[Dataset entries]
*-*-*
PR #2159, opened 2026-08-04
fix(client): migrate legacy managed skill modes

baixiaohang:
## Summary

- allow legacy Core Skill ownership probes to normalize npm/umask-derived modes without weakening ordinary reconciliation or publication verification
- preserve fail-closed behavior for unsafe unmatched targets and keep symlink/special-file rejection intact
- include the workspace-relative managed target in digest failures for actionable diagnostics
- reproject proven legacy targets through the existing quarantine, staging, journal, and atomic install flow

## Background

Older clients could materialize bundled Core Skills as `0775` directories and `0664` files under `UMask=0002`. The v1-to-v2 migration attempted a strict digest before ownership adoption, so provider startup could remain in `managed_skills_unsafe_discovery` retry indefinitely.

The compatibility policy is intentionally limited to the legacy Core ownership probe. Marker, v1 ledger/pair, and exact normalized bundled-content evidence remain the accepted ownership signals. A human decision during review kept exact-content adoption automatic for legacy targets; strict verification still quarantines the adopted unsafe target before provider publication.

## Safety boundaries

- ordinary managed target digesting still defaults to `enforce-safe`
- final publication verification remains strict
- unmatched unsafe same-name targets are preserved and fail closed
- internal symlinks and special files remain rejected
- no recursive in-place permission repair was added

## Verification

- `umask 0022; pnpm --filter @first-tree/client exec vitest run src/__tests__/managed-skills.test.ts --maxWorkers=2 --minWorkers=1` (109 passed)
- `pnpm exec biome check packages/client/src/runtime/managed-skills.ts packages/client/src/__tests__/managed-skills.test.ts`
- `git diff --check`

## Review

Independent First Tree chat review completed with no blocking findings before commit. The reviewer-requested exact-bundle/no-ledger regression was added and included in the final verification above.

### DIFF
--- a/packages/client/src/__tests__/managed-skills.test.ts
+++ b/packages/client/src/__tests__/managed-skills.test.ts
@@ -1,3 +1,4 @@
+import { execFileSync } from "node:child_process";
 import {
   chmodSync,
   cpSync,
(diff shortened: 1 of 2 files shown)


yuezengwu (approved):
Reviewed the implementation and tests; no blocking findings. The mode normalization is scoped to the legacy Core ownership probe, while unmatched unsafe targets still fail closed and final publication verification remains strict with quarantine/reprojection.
*-*-*
== Task requirements ==
Please make the answer a complete, exact reproduction of the records.

== Response to the exercise ==
PR #2159, opened 2026-08-04
fix(client): migrate legacy managed skill modes

baixiaohang:
## Summary

- allow legacy Core Skill ownership probes to normalize npm/umask-derived modes without weakening ordinary reconciliation or publication verification
- preserve fail-closed behavior for unsafe unmatched targets and keep symlink/special-file rejection intact
- include the workspace-relative managed target in digest failures for actionable diagnostics
- reproject proven legacy targets through the existing quarantine, staging, journal, and atomic install flow

## Background

Older clients could materialize bundled Core Skills as `0775` directories and `0664` files under `UMask=0002`. The v1-to-v2 migration attempted a strict digest before ownership adoption, so provider startup could remain in `managed_skills_unsafe_discovery` retry indefinitely.

The compatibility policy is intentionally limited to the legacy Core ownership probe. Marker, v1 ledger/pair, and exact normalized bundled-content evidence remain the accepted ownership signals. A human decision during review kept exact-content adoption automatic for legacy targets; strict verification still quarantines the adopted unsafe target before provider publication.

## Safety boundaries

- ordinary managed target digesting still defaults to `enforce-safe`
- final publication verification remains strict
- unmatched unsafe same-name targets are preserved and fail closed
- internal symlinks and special files remain rejected
- no recursive in-place permission repair was added

## Verification

- `umask 0022; pnpm --filter @first-tree/client exec vitest run src/__tests__/managed-skills.test.ts --maxWorkers=2 --minWorkers=1` (109 passed)
- `pnpm exec biome check packages/client/src/runtime/managed-skills.ts packages/client/src/__tests__/managed-skills.test.ts`
- `git diff --check`

## Review

Independent First Tree chat review completed with no blocking findings before commit. The reviewer-requested exact-bundle/no-ledger regression was added and included in the final verification above.

### DIFF
--- a/packages/client/src/__tests__/managed-skills.test.ts
+++ b/packages/client/src/__tests__/managed-skills.test.ts
@@ -1,3 +1,4 @@
+import { execFileSync } from "node:child_process";
 import {
   chmodSync,
   cpSync,
(diff shortened: 1 of 2 files shown)


yuezengwu (approved):
Reviewed the implementation and tests; no blocking findings. The mode normalization is scoped to the legacy Core ownership probe, while unmatched unsafe targets still fail closed and final publication verification remains strict with quarantine/reprojection.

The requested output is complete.